Originally posted by Mountain Man

Most people are unaware that there is already normal business dealings between North and South Korea, including regular rail service.

In the meantime, South Korea has a buffer state between them and China.

South Korea needs to assume their own defense and security, however; time to stop living off of America when their economy is better off than ours.

This is why I say despite all the parodies and empty threats from North Korea, they know exactly what they are doing. They're not idiots. Their nuclear cards and empty threats are based on their geopolitics. And yes, Mountain Man is right about business relationships between North and South. I'm not sure about the railway, but North Korea has a special economic zone just above the DMZ border called Kaesong... (name could be wrong) where South Korean conglomerates invested (and continue to invest) for cheap manufacturing bases and still utilize skilled and determined North Korean labor. It's not perfect; every time when they make threats and bomb shits like they did in Yeongpeng, they close the zone for a while to throw some fits... but they consistently reopen because even dictators realize the importance of steady cash flow. I don't blame North Korea too much though; when they have 99 problems, it's hard to simply reform like the world demands them to do without causing massive chaos and anarchy. 

But I strongly disagree with the fact that South Korea is spoiled by US military. Let's be frank, American military isn't stupid despite what anti-American movements say using Iraq War and making Bush parody youtube clips. American troops aren't there to bail out Koreans... they need to be there for geopolitical reasons. They get an established military bases in the middle of Far East Asia not only to keep the North Koreans in check symbolically (let's face it, if North Koreans start their blitzkrieg, 20,000 Americans won't do shit against millions of brainwashed North Koreans lol), but it's also to show commitment to the Japs that Americans is still a committed ally. To Chinese, it's a living reminder that US still has cards to play in Far East. South Koreans no longer receive substantial aids from US anymore, and they are investing heavily to develop their own military complex (such as their  own standard issue weapons, artillery system like K9 which are used domestically and also exported to Turkey... etc etc, and K2 Black Panther looks pretty cool... even if it is prohibitively expensive and they only have a handful). Koreans pay to get American aircrafts in full. It's not a charity case. 

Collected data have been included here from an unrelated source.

PR #1149, opened 2026-08-06
tangos/recovered: matched functions (20260806-0804-de0b)

mitch030504:
Automated per-agent PR from tangOS Console (from fork `mitch030504/sm64ds-decomp`) - matched functions from **recovered** this session. CI validation + your review gate the merge.

Pushed from **tangOS Console v3.4.0** (each push re-stamps the commit message with the build that made it).


tangosdev:
Thanks for the recovered work here. Closing this one after review, because none of
the four functions can land new credit through it:

- `func_ov006_020d47f4` and `func_ov006_020fea70` were matched independently by
  lunavyqo in #1150, which has already landed on main.
- `func_0206470c` and `func_ov006_020ddf9c` are genuine byte-matches (verified), but
  each upgrades an existing NONMATCHING draft that is already credited to another
  contributor. The repo's attribution gate keeps a function's credit with whoever
  landed it first, so these cannot merge here without moving that credit off its
  current owner.

Nothing is wasted: the matches stand as an independent confirmation. If you want to
pursue the two upgrades, the credit call belongs to the current draft owners.

PR #1155, opened 2026-08-06
Bank floor reconfirm for ov006 func_ov006_020ddf9c (div=20)

lunavyqo:
## Summary

- Floor reconfirm for `func_ov006_020ddf9c` (ov006 @ `0x020ddf9c`, size `0x144`) under **mwccarm 2004/b56**.
- Tip still **match.py words=20**, size-exact; no tip improvement (DB prior div=20).
- Residual: **pure regperm** — loop2 zero / mid stores / loop3 counter-pointer cascade is `r2` vs ROM `r3` (`mov r2,#0` vs `mov r3,#0`). Loop1, loop4, and call tail are already byte-identical.
- ~80 pure-C variants (6aq booster, hold-r2, z-as-counter, struct/array, `//cpp`, cast zeros, pragma set) + two decomp-permuter runs (base score 110, no improve) did not beat tip.
- Tip remains in `nearmiss/db.jsonl`. No `src/` change (near-miss only).
- Attempt tree logged (`config/match_attempts.jsonl`); CLAIMS released.

## Test plan

- [x] `python tools/match.py --c tip.c --func func_ov006_020ddf9c --addr 0x20ddf9c --size 0x144 --module ov006 --version 2004/b56` → 20 words differ (regperm only)
- [x] No `src/` change (near-miss only)
- [x] Claims API released


lunavyqo:
## Session floor reconfirm (2026-08-07)

Reconfirmed **div=20** pure regperm on **mwccarm 2004/b56** from the near-miss tip.

### Residual
- Loop1 + loop4 + tail: byte-identical
- Loop2 store-zero: cand `mov r2, #0` vs ROM `mov r3, #0` (cascades mid-block + loop3 ptr/ctr swap)

### This session
- Claimed via API `clm_e36876bd3aef` then released
- 30+ pure-C variants (k0-reuse, 6aq booster, decl order, do-while/goto/while, block-scope z, hold-p, u64, casts, unsigned, pragmas → size-drift only)
- None beat tip; no improvement over banked near-miss
- Logged attempt `ddf795a6b84a4d36ad3d25d7be19da34` (no_progress, parent `615af4ef…`)
- CLAIMS.md status=**released**

Tip remains in `nearmiss/db.jsonl` (div=20). Not placing NONMATCHING in `src/` (tip already better than the div=48 draft there).

lunavyqo:

tangosdev:
Landed on main via #1195 (bundled with your other two floor banks). GitHub shows this as Closed rather than Merged because it came through the roundup PR, but your commit is in main's history and the ledger rows keep your attribution. Thanks!

PR #1164, opened 2026-08-06
Bank near-miss for ov006 func_ov006_0212a764 (div 49→44)

lunavyqo:
## Summary

- Improved near-miss tip for `func_ov006_0212a764` (ov006 @ 0x0212a764, size 0x310) from **div 49 → 44** (mwccarm 2004/b56).
- Levers: reverse declaration order (pang → r6) + raw `RandomIntInternal` temporary on the `*10` path so the `and r0,r1` / `mul r1,r0,r2` form matches the ROM.
- Residual is pure callee-saved register permutation (`c` in r7 vs sb, i2/ang cascade) plus frame `0x14` vs `0x1c`. Structure is size-exact and instruction-aligned.
- Attempt tree logged in `config/match_attempts.jsonl`; tip stored in `nearmiss/db.jsonl`. CLAIMS released.

No `src/` match — bank-only.

## Test plan

- [x] `python tools/match.py --c <tip> --func func_ov006_0212a764 --addr 0x212a764 --size 0x310 --module ov006 --version 2004/b56` → 44 mismatches


lunavyqo:

PR #1166, opened 2026-08-06
Match func_ov006_0211ebdc byte-identical (mwccarm 2004/b56)

lunavyqo:
## Summary

Byte-identical match for `func_ov006_0211ebdc` (ov006 @ 0x0211ebdc, size 0x258) on mwccarm **2004/b56**.

Broke the pure r4↔r5 regperm near-miss (prior div 33) by:

- Dropping `#pragma opt_common_subs off` (it was buying schedule but flipping o/s colors)
- Using `char *row = c + o` for the angle block so the ROM's `add r2, r7, r4` / `add r0, r2, #0x4600` form appears
- Spelling the p72 path as `((char *)c + o)` so that second `c+o` rematerializes without CSE merging into the angle row and recoloring `o` away from r4
- Separate `u8 *fade` for the pool fade RMW (not reassigning `s`)

## Test plan

- [x] `fdiff` / `match.py`: mismatches=0 on 2004/b56
- [x] `linkcheck`: VERIFIED
- [x] Enrolled complete in ov006 delinks
- [x] Provenance + attempt log stamped


lunavyqo:

PR #1167, opened 2026-08-06
Bank near-miss for ov006 func_ov006_0211f9fc (div 31→4)

lunavyqo:
## Summary

Near-miss + floor reconfirm for `func_ov006_0211f9fc` (ov006 @ 0x0211f9fc, size 0x120) on **mwccarm 2004/b56**:

- **div 31 → 9 → 4** (match.py words), size-exact
- Control-flow: nest path-update inside `c1d != 0` (ROM `beq` to +0xfc)
- `unsigned int self` + named early `char *bp`
- **Distance block byte-identical** via uninit decl `int c, a, b, d` + compound `a -= b` / `c -= d` + `sqrt(c*c + a*a)`
- Residual pure **early regperm only**: `ldrb r0` vs ROM `r2` (and second load r0 vs r1) — **4 words**
- Body from +0x38 is byte-identical
- Permuter 1100+ iterations floor at score 20; this session 60+ pure-C variants (decl order, named loads, pragmas, live-range extension, char* self, struct overlay, nested if) also floor at div=4
- Tip banked + **floor(regperm)** marked in `nearmiss/db.jsonl`. No `src/` match file.

## Test plan

- [x] match.py → 4 mismatches (early only; +0x38..end OK including full dist)
- [x] log_attempt near_miss improved 31→9→4; floor reconfirm no_progress div=4
- [x] CLAIMS released


lunavyqo:

PR #1150, opened 2026-08-06
Match 22 functions byte-identical (mwccarm 2004/b56)

lunavyqo:
## Summary

Clean replacement for **#1087**, which is unrecoverable on the current gate:

| #1087 failure | Cause |
|---|---|
| denominator changed | `func_02071644` size `0x50→0x54` (phantom absorb) |
| credit 1 changed | re-authored empty `func_02071694` |
| mwldarm failed | stale `Actor::Spawn` mangling in `func_ov030_021136b0` (`PK10Vector3sii` vs real `PK10Vector3_16ii`) |
| BLIND on 021136b0 | same undefined Spawn symbol |

This PR keeps the prior verified matches and drops the arm9 71644/71694 bookkeeping entirely (leave that for a dedicated phantom-symbol PR).

### Matches (all linkcheck **VERIFIED** locally)

- `WallSign::Behavior` (ov085)
- ov004: `020ae858`, `020b0e84`, `020b1710`
- ov006: `020d47f4` (**new** — near-miss div=18→0; strength_reduction/common_subs off; `fix=-1`; loop2 `j` then `x` accum), `020ec4dc`, `020fb230`, `020fb7e0`, `020fd2d8`, `020fea70`, `020fefc0`, `020ff8c8`, `020ffb54`, `02103ac0`, `02108d28`, `0210adac`, `021173c8`
- ov006: `__sinit_ov006_0213014c` (**added** — near-miss div=127→0; whole-struct `Pair` copies into five BSS tables [6+6+3+5+4] in ROM dest order; linkcheck VERIFIED, mwccarm 2004/b56)
- ov030: `02113324`, `021136b0` (Spawn mangling fixed)
- ov060: `02116d78` (delinks `complete` fixed)
- ov062: `0211bd10` (**delinks enrollment added** — was missing on #1087)

### Local verification

- Prior batch: `prepush_linkcheck` **20/20 VERIFIED**, full `mwldarm` exit 0, `langmode_audit`/`port_refcheck` clean
- New: `func_ov006_020d47f4` match.py MATCH + linkcheck **VERIFIED** (mwccarm 2004/b56)
- New: `__sinit_ov006_0213014c` match.py MATCH + linkcheck **VERIFIED** (mwccarm 2004/b56)

### Not in this PR

- `func_02071644` / `func_02071694` phantom merge (structural vs denominator/credit gates)

Closes nothing automatically — please close **#1087** in favor of this branch.

## Test plan

- [x] Local match + linkcheck on prior 20
[...]

PR #1171, opened 2026-08-06
Match arm9 func_02071644 byte-identical (mwccarm 2004/b56)

lunavyqo:
## Summary

Match `func_02071644` with pure C (mwccarm **2004/b56**), replacing the hand-asm hatch.

This is the dedicated phantom-symbol PR called out in #1150. The near-miss tip (div=3) was already byte-identical for all 20 live instructions; the residual was a trailing dead `bx lr` that mwccarm always appends after a `goto`/`for(;;)` loop whose exits are early returns. The symbol map had carved that 4-byte epilogue off as empty `func_02071694`.

### Changes

- `src/func_02071644.c` — pure C from the near-miss tip (`int` return + goto-loop)
- `config/arm9/symbols.txt` — size `0x50 → 0x54`; drop `func_02071694` row
- `config/arm9/delinks.txt` — enroll parent over `0x02071644..0x02071698`
- delete `src/func_02071694.c` (same pattern as `func_02072168` / `func_020729e8`, notes 9a(3))
- attempt + provenance ledgers; near-miss tip pruned

### Verification

- `match.py` **MATCH** at size `0x54` (2004/b56)
- `linkcheck.py` **VERIFIED** (blind 0)

Author: lunavyqo

## Test plan

- [x] Local match.py MATCH (0x54, 2004/b56)
- [x] Local linkcheck VERIFIED
- [ ] CI `validate` green


lunavyqo:

PR #1184, opened 2026-08-07
Bank floor reconfirm for ov006 func_ov006_02106168 (div=28)

lunavyqo:
## Summary
- Reconfirm near-miss tip for `func_ov006_02106168` (ov006 @ 0x02106168, size 0x238) under **mwccarm 2004/b56**: still **div=28**, size-exact.
- Residual: **r5/r7 regperm** (`pd` vs loop index `i`) plus first-loop **instruction schedule** (tip loads `idx4` early; ROM does dest-partial `self+i*4`, then table/row, then late `idx4`, with `i*2` in r6).
- ~100 variants tried (decl order 6k, dest-early spellings, volatile `n`, pe/pd hoist, pragmas, fake-dep, launder, dummy webs); none beat the stored tip. Hybrid dest-early + volatile `n` is size-exact but cascades prologue/`bge` to worse scores.
- Tip remains in `nearmiss/db.jsonl` (source andrewboudreau). No `src/` file. Attempt logged; API claim `clm_4c9a4550ac03` released.

## Test plan
- [x] `python tools/match.py --c <tip> --func func_ov006_02106168 --addr 0x2106168 --size 0x238 --module ov006 --version 2004/b56` → no match, 28 words
- [x] `tools/log_attempt.py` wrote `config/match_attempts.jsonl` node


lunavyqo:

PR #1206, opened 2026-08-07
dtors: name 7 base-object destructors the tree had never named

andrewboudreau:
Follow-up to #1203, which found seven misnamed D2 symbols and built
`tools/dtor_variant_audit.py` to decide the question from reloc kind alone. Its
`--discover` mode found the other direction: genuine base-object destructors the tree
has **never named**, sitting under `func_*`. This names seven of them.

**33 in-scope files.** `rombuild` **106/106 exact, PASS**, 10,699 reproducing / 0
mismatching; `eligible` 10699 unchanged; attribution 7 renamed with credit intact,
0 lost; `build_pin.verify` **7/7** `(True, '2004/b56')`.

## The renames

| was | is | class named by |
|---|---|---|
| `func_02017838` | `_ZN5FaderD2Ev` | `dFader_c` slots 0/1 |
| `func_020177c4` | `_ZN15FaderBrightnessD2Ev` | `dFdBrightness_c` slots 0/1 |
| `func_02039658` | `_ZN16MeshColliderBaseD2Ev` | `dBgW` slots 0/1 |
| `func_020397fc` | `_ZN12MeshColliderD2Ev` | `dBgW_Kc` slots 0/1 |
| `func_0203a420` | `_ZN18MovingMeshColliderD2Ev` | `dBgW_KcMbg` slots 0/1 |
| `func_020380ec` | `_ZN10ClsnResultD2Ev` | `dBgPi` slot 0 |
| `func_0203ac1c` | `_ZN8dM3dGSphD2Ev` | ROM name — no tree name exists |

Each is reached only by `bl`, never as data, from derived-class destructors, and the
vtable it stores names the owning class. Tree names come from **each class's own D0/D1
pair in its vtable**, never from name similarity. `dM3dGSph` has zero `_ZN8dM3dGSph`
symbols anywhere, so it takes the ROM name — the convention
`rtti-reconciliation.md` §5/§8 established for never-named classes.

Two close a loop opened by hand long ago. `include/MeshColliderBase.h` already worked
out that `func_02039658` and `func_020397fc` were `MeshColliderBase`'s and
`MeshCollider`'s D2s, concluded *"the symbol names are on the wrong bodies"*, and
deferred the fix: *"Correcting that pair is a symbols.txt rename, deliberately left to
its own change."* #1203 corrected the impostor holding `_ZN16MeshColliderBaseD2Ev`;
this gives the name to the function that earns it.

## This is an upward re-bank, deliberately

`unmigrated_total` **1258 → 1265**, exactly one per rename, denominator moving with it
(2516 → 2523). Naming a function the tree had never identified makes the symbol table
more true **and** the backlog larger, because it mints a new hand-spelled mangled
symbol. That is real language-mode debt and it should be counted — the alternative,
exempting it, would make the headline dishonest in the other direction.

The convention permitting this is stated in **#1205**, which is open and not yet on
main:

> A count may rise only together with a re-banked baseline in the same PR, and only
> when the increase is exactly a set of renames giving previously-unnamed (`func_*`)
> functions their evidenced C++ symbols. The PR must name the evidence. Any other
> increase is a regression.

Evidence here is `tools/dtor_variant_audit.py --discover`. If #1205 lands first this
note is redundant; if it does not, this PR is the argument for the rule.

## Four of the eleven candidates are deliberately not here

- **`Enemy`, `dScMgBase_c`** — identification as solid as these seven, but their
  renames touch **118** and **66** files (every derived destructor calls them).
  Together with these they put one PR at 234 in-scope, over the 200 cap. Their own PR.
- **`dBgCh`** — the D2 is proven: `SphereClsn`, `RaycastLine`, `WithMeshClsn` and
  `RaycastGround` all call `func_020354d0` as their base dtor, and RTTI says `dBgCh` is
  their base. The **name** is not. `rtti-reconciliation.md` §4 records `BgCh == dBgCh`
  as unproven and says naming this vtable settles it either way. `_ZN4BgChD2Ev` asserts
  the alias; `_ZN5dBgChD2Ev` invents a second name for a class the tree already calls
  something. Neither belongs in a naming pass.
- **`dCapEnemy_c`** — `_ZN8CapEnemyD2Ev` **already exists** at `0x0200651c` in arm9,
  the same `0x38` size as the ov002 candidate at `0x020aedbc`. Two functions cannot
  both be it, and the tree has no precedent for one mangled name in two modules.

Renames are split rewrite-then-move so git records R100 and credit follows;
`delinks.txt` is regenerated, never hand-edited.

https://claude.ai/code/session_0154eg3RhXQYPyfKyv5t81Fz


andrewboudreau:
**Rebased onto main after #1205 merged.** The conflict was `langmode-baseline.json` --
both PRs re-bank it -- resolved by regenerating rather than hand-merging.

One correction to the move commit's message, which was written before the rebase and
now quotes stale absolutes. The **delta is unchanged and correct at +7**; the
endpoints moved because #1205 lowered the baseline first:

    commit message says   1258 -> 1265
    actual after rebase   1252 -> 1259

`langmode-baseline.json` in this PR is regenerated from the tree, so the committed
value is right; only the prose in the commit is stale.

Also now redundant: that commit notes the re-bank rule "is stated in PR #1205, which is
open and not yet on main". #1205 has merged, so the rule is on main and this PR is
simply its first use.

Re-gated on the new base: `rombuild` **106/106 exact, PASS**, 10,699 reproducing / 0
mismatching; `eligible` 10699 complete, unchanged; ratchet PASS; attribution 7 renamed
with credit intact, 0 lost; delinks regenerated (0 files changed on this base).

PR #415, opened 2016-06-28
Creating PR to merge in 3.0.0 branch for #414 Closed PR 

ankitcse07:
Current strategy is to skip pages storing in checkpoint database
which are not anonymous and don't have any READ/WRITE permissions.
Anonymous area is identified reading /proc/<pid>/maps file with empty
string for the name. Adding only anonymous pages was necessary to checkpoint
database as user might have removed the permissions temporarily and
may later restore the permissions for later use. In case restore
of permissions happens after restart and in case we have skipped mapping
these pages to user memory then it will result in segvs if in user code.

Assumption that only anonymous areas have this property is breaking
on some kernels.

In my case if memory is allocated on heap and mprotect gives it PROT_NONE
permission then I see different behavior on SUSE12 and RHEL6 machines.

1) On Suse12(Kernel 3.0.13-0.27) after mprotect call memory area is still
marked as heap segment

2) However on RHEL6 (Kernel 2.6.32-431)  after mprotect call memory
area is marked as anonymous

1st scenario is breaking code in writeckpt.cpp which only assumes area
with non-empty string with no read/write permissions should be skipped
being stored in checkpoint image, hence causing issues in restart as
area is not mapped in process memory.

This fix now also stores non-rw pages belonging to labels [heap],[stack],
[stack:XXX] apart from anonymoys pages in checkpoint image.

### DIFF
--- a/src/writeckpt.cpp
+++ b/src/writeckpt.cpp
@@ -205,10 +205,15 @@ void mtcp_writememoryareas(int fd)
      *
      * We suspect that libpthread is using mmap() instead of mprotect to change
      * the permission from "---p" to "rw-p".
+     *
+     * Also, on SUSE 12, if this region was part of heap, the protected region 
+     * may have the label "[heap]".  So, we also save the memory region if it 
+     * has label "[heap]", "[stack]", or  "[stack:XXX]".
      */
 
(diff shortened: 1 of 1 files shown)


ankitcse07:
Creating this PR in order to commit in master branch for the issue described in #414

Originally posted by Windemere

The people of both of the Koreas are similar ethnically and culturally, and they share a common history. At times in the long-ago past, the North (Koguryo) and the South (Paekche) were separated under different regimes, but they successfully re-united.  It's only politics that keeps  the North and South  apart now. If both regimes could modify their political stances, a reunification would be possible. It would be difficult in the short run, due to their confrontational politics, but in the long run it could be to their benefit.

I cannot disagree more. It appears that way, but over 60 years of segregation forced the Koreans to have some divergence with cultures. Many North Korean refugees in South Korea have trouble assimilating to highly competitive South Korean society despite their hatred for iron-fist communist rules. They still share fundamental aspects of culture and language but to say they will join hands and just let the society merge into one is a nationalistic fantasy.